Revised -- 6 August 2003

Synthesis Annex -- Part 9 of 9

Who is Going the Extra Mile

(Nibiru)  

Beyond The Veil, beyond even The Abyss of the deepest reaches of solar space, lies the Kether of the Tree of Life of which we seek.  It has been until the current time, a path less traveled.  It is in a manner of speaking about the ultimate act of Ascension.  [Albeit, there may be a yet further manifestation of true divinity -- see Variations on a Theme.]  

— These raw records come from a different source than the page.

PR #663, opened 2019-02-06
Autoregressive-moving-average(1, 1) log-likelihoods

ben18785:
@martinjrobins Built tests for your log-likelihood class and also added ARMA(1,1) log-likelihood. Also, added example notebook showing how assuming independent errors is a bad thing if your errors have these kind of persistences.


MichaelClerx:
Whenever you add any class (or stand-alone function), please remember to update the documentation in [docs](https://github.com/pints-team/pints/tree/master/docs/source) !

MichaelClerx:
@martinjrobins bit too quick there, these still need to be added to the docs!

MichaelClerx:
(I don't know if there's any way we can have an automated test for that)

martinjrobins:
sorry, forgot about that. I'll add it to the original issue

PR #664, opened 2019-02-06
Added capability to capture log-likelihood during sampling

ben18785:
Only added for MCMC at the moment as am still adapting nested sampling.


pints/_mcmc/__init__.py
```diff
@@ -363,7 +363,30 @@ def __init__(self, log_pdf, chains, x0, sigma0=None, method=None):
...
         self.set_max_iterations()
 
-        # TODO: Add more stopping criteria
+        self.set_log_likelihood_storage(False)
+
+    def set_log_likelihood_storage(self, store=False):
+        """
+        Sets whether or not to store log-likelihood for each posterior sample
+        """
+        self._log_likelihood_storage = bool(store)
```
MichaelClerx: We don't _only_ do Bayesian. Please have a look at the log pdf / log likelihood logging to disk

ben18785: @MichaelClerx Good point. I have now made two methods: log_likelihood_storage (for only Bayesian problems) and log_density_storage (for all problems). Think this is a good thing to do since certain users may want log_pdf whereas others want log_likelihoods. See what you think.

pints/_mcmc/__init__.py
```diff
@@ -377,7 +383,19 @@ def __init__(self, log_pdf, chains, x0, sigma0=None, method=None):
         self._max_iterations = None
         self.set_max_iterations()
 
-        # TODO: Add more stopping criteria
+    def log_density_storage(self):
```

The ancient histories and traditions make it clear that meditating upon one’s navel is not always a fruitful endeavor.  Instead, there are the ingredients of the White Powder of Gold, the ORME, the Star Fire -- all names of that which can spur one on.  Laurence Gardner has done a notable description of this process in his book, Genesis of the Grail Kings [with an excellent lecture at <http://www.karenlyster.com/genesis.html>].  A goodly portion of the ialexandria website is devoted to precisely this issue.  

The key to the ORME, however, is similar to approaching the Ark of the Covenant.  If you’re not ready, the backlash can be deadly.  The always essential prerequisite is to do the work on your mental, emotional, spiritual and physical bodies -- to know thyself.  The unexamined life, as mentioned, is not worth living, but the thoroughly examined life is an essential and critical attribute if one is to embark on achieving the state of Kether.

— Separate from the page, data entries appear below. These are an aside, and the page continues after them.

PR #681, opened 2019-02-09
MALA MCMC now implemented and tested

ben18785:


MichaelClerx:
Looks amazing at first glance, will have a detailed look tomorrow. Thanks Ben!

pints/_mcmc/_mala.py
```diff
@@ -0,0 +1,319 @@
...
+
+    def set_step_size(self, step_size=0.1):
+        """
+        Sets step size used to propose new points. Must exceed 0
+        """
+        step_size = float(step_size)
+        if step_size <= 0:
+            raise ValueError('Step size must exceed 0')
+        self._step_size = step_size
+        self.set_epsilon()
```
MichaelClerx: This will unset a manually specified epsilon!

It might be better to leave epsilon unset (e.g. `None` unless the user sets it explicitly), and then only set it automatically in initialise (if it's still None at that time)

pints/_mcmc/_mala.py
```diff
@@ -0,0 +1,319 @@
...
+        """
+        a = np.atleast_1d(scale_vector)
+        if not len(a) == self._n_parameters:
+            raise ValueError('Dimensions of scale vector must be same as ' +
+                             'number of parameters')
+        for element in scale_vector:
+            if element <= 0:
+                raise ValueError('Elements of scale vector must exceed 0')
+        self._scale_vector = np.array(scale_vector)
+        self.set_epsilon()
```
MichaelClerx: See comment above.

pints/_mcmc/_mala.py
```diff
@@ -0,0 +1,319 @@
...
+        """
+        step_size = float(step_size)
+        if step_size <= 0:
+            raise ValueError('Step size must exceed 0')
+        self._step_size = step_size
+        self.set_epsilon()
+
+    def set_scale_vector(self, scale_vector):
+        """
+        Sets vector used to scale step size for pr
```
MichaelClerx: We need a better docstring here!

pints/_mcmc/_mala.py
```diff
@@ -0,0 +1,319 @@
...
+        # First point?
+        if self._current is None:
+            if not np.isfinite(fx):
+                raise ValueError(
+                    'Initial point for MCMC must have finite log_pdf.')
+
+            # Accept
+            self._current = self._proposed
+            self._current_log_pdf = fx
+            self._current_gradient = log_gradient
```
MichaelClerx: Think this might need a minus sign, to match with what happens with the proposed_gradient below?

pints/_mcmc/_mala.py
MichaelClerx: (about `set_epsilon()`)

pints/_mcmc/_mala.py
```diff
@@ -0,0 +1,319 @@
...
+        self._proposed = self._x0
+
+        # Update sampler state
+        self._running = True
+
+    def needs_sensitivities(self):
+        """ See :meth:`pints.MCMCSampler.needs_sensitivities()`. """
+        return True
+
+    def set_step_size(self, step_size=0.1):
```
MichaelClerx: For every `set_X` method, please check if it's possible to change this during a run, or if we need to raise a `RuntimeError` if the user tries to change this parameter when `running` is true

pints/_mcmc/_mala.py
ben18785: @MichaelClerx Good spot, I think the old sign was wrong below (which I have now corrected)

pints/_mcmc/_mala.py
ben18785: @MichaelClerx Corrected

pints/_mcmc/_mala.py
ben18785: All of the set methods are fine to be changed during a run, if the user wants it so.

pints/_mcmc/_mala.py
ben18785: @MichaelClerx Thanks for these points. It was far too complicated before. Now I have removed the set_scale and set_step_size functions as we only need epsilon.

ben18785:
@MichaelClerx See what you think now of MALA. It's much cleaner now and better for it (thanks for the reviews!).

pints/_mcmc/_mala.py
ben18785: See changes (and above comment)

The curious part is that in all likelihood you can’t go it alone!  Not that you would want to.  Just as science requires peer review to keep one honest, communication between beings is an ideal to be emulated.  There is feedback, new and contrary views, stimulating variations in how others views things, and the necessity for formulating thoughts into coherency.  Meditation is often overrated.  Communication is often underutilized.  The idea of taking a vow as a Bozo-Sattva may have more credibility than we thought.  

There is, of course, the opportunities for pivots, sudden changes in view, radical changes of pace.  And these can be awe-inspiring, divinely motivated, and just plain amazing.  But Creating Reality is infinitely more intense with the power of focusing many minds.  When one is stuck or puzzled by something, simply talking about it to someone else will often remove the block in an instant.  This is connectedness on a macro level.  The quantum world is not as we perceive, but as we mutually agree.  Our agreement forms the world.  

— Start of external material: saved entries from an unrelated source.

PR #700, opened 2019-02-15
Annealed importance sampling

### LINKED ISSUE #160: Add annealed importance sampling
Key paper: https://arxiv.org/abs/physics/9803008

Possibly the most widely used approach to calculating the marginal likelihood.

MichaelClerx:
Fixes #160


ben18785:
@MichaelClerx I'd say this is one for the future. Can we keep the branch but bin the PR? (I think I'd generally prefer having more branches than PRs as I feel like it encourages people -- like me -- to finish 'em.)

MichaelClerx:
Sure.
I made PRs from branches because nobody ever looks at the branches page and forgets what's in there. But if that makes the PR page overwhelming & less useful then sure let's shut them

PR #701, opened 2019-02-15
Tree hierarchy

MichaelClerx:


ben18785:
@MichaelClerx Let me make some changes to this then we can consider merging this. Although not sure where we should merge it into (this is a visualisation and so may be better off in a separate repo...) What do you think?

MichaelClerx:
Moved to comp-bio-paper repo

PR #709, opened 2019-02-15
SIS mcmc

MichaelClerx:
Not sure if there's a ticket for this @ben18785 ?


ben18785:
@MichaelClerx Let me add this MCMC/IS sampler to the samplers we have before we merge...

MichaelClerx:
Replaced by #760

From the physics, we have learned that it is the Quantum Knowing that affects reality.  It is the knowing that rules.  Not doing.  The pen is mightier than the sword because the first can communicate wisdom, whereas the latter’s message is only one of fear.  

There is a curious dream which highlights an important point.  One finds their automobile (their vehicle through life) in dry dock (a decidedly unemotional state of affairs).  Then the job in which one has worked and prospered for years is suddenly gone.  The personal items generated over the years are boxed and set outside the door in oversized boxes too heavy to carry.  And with the vehicle in dry dock, no one to help with the “stuff” or to cart it away to safety, the only reaction is seemingly to rant about how one is being treated after years of selfless and loyal service.  

Then, following a brief but effective tantrum, one realizes this is not reality, this is not the way it happens.  More importantly, there is a sudden realization that it makes no difference what one has done all those long years.  Anyone complaining that “I’ve given you the best years of my life”, should be answered with, “Those were your best years?”  There is no reward, no vested interest, no pension in exchange for all of our doings.  All the doings are instead the experiences, the times when we collected data, transmuted, transformed, and synthesized the experimental results, and thereafter communicated it to others.  

[Or simply collected material for that standup comedy sketch in the afterlife.]  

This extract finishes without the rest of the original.